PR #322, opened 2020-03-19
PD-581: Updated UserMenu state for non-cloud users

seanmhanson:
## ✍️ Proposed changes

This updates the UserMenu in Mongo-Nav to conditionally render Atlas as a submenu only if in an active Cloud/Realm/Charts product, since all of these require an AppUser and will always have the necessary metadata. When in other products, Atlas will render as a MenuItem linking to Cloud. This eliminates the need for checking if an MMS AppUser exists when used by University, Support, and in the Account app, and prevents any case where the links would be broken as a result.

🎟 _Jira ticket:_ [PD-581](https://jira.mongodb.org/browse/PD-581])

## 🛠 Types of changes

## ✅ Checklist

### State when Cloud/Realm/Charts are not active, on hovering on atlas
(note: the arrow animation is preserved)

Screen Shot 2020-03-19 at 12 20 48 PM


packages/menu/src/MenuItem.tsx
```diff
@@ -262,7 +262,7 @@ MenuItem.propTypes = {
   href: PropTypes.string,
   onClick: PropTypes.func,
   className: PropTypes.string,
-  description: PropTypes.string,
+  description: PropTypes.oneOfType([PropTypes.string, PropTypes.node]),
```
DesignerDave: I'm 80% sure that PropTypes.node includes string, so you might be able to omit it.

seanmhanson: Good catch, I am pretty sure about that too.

* * *

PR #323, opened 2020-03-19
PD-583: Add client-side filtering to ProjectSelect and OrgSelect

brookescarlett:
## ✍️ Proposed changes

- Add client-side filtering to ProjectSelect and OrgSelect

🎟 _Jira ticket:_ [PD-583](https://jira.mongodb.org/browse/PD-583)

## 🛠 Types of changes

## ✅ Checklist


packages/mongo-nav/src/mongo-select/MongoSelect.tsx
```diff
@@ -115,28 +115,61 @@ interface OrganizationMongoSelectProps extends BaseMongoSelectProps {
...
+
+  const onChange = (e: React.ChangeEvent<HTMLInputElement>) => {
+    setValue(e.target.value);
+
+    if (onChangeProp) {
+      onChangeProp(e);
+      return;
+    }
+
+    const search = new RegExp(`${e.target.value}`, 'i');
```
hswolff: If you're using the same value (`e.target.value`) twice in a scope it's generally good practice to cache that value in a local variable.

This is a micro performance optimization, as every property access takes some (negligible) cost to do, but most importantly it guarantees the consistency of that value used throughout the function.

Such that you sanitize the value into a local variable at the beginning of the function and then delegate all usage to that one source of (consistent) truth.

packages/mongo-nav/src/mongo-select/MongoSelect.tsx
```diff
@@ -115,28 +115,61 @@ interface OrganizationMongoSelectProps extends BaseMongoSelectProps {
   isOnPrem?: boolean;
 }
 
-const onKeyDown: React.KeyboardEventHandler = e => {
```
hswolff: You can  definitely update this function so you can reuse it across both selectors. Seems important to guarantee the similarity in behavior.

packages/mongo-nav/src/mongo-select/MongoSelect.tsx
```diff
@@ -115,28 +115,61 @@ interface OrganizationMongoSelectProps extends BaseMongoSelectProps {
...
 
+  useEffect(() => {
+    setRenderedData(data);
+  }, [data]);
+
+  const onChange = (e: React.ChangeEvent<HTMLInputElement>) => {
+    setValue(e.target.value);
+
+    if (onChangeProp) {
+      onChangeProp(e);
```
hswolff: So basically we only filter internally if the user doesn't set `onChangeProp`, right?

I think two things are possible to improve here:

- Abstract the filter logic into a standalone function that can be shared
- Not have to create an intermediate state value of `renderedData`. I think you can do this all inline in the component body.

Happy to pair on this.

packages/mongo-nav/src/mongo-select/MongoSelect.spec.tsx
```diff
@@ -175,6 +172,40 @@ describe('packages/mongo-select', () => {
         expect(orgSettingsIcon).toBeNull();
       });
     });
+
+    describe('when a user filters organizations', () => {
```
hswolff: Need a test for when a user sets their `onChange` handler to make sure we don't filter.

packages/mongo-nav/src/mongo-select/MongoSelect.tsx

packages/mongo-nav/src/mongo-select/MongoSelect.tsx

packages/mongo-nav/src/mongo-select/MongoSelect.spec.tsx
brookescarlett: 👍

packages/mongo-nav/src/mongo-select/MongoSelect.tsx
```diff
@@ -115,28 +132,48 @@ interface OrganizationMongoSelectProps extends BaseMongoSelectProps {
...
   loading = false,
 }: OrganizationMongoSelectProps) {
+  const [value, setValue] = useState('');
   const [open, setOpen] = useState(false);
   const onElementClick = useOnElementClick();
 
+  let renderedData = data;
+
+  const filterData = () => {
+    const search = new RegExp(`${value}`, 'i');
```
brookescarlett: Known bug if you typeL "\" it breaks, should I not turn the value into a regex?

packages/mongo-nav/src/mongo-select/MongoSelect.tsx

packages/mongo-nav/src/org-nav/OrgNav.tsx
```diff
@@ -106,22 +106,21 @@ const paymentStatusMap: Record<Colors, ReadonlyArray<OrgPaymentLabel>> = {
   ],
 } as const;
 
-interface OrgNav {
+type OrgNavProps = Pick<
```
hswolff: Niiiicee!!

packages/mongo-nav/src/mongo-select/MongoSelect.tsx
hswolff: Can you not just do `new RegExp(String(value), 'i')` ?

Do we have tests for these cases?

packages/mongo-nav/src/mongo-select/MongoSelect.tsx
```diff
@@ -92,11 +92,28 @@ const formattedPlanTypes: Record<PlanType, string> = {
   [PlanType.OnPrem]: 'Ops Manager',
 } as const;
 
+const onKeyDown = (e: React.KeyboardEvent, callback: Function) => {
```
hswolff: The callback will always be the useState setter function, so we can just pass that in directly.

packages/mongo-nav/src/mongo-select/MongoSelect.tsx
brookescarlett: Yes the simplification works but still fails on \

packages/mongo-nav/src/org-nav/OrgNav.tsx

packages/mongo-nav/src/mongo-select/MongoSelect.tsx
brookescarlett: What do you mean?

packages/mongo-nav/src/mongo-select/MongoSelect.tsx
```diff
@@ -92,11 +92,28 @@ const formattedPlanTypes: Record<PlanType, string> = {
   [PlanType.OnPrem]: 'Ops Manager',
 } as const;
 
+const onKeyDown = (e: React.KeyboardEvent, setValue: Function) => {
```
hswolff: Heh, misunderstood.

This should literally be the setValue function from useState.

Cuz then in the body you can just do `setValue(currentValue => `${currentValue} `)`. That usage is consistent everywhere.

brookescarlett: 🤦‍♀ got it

* * *

▸ WHAT NEEDS TO BE DONE: When a line in the material contains the string "OrgSelect", copy that line.

▸ RESPONSE FOR THIS EXERCISE:
PD-583: Add client-side filtering to ProjectSelect and OrgSelect
- Add client-side filtering to ProjectSelect and OrgSelect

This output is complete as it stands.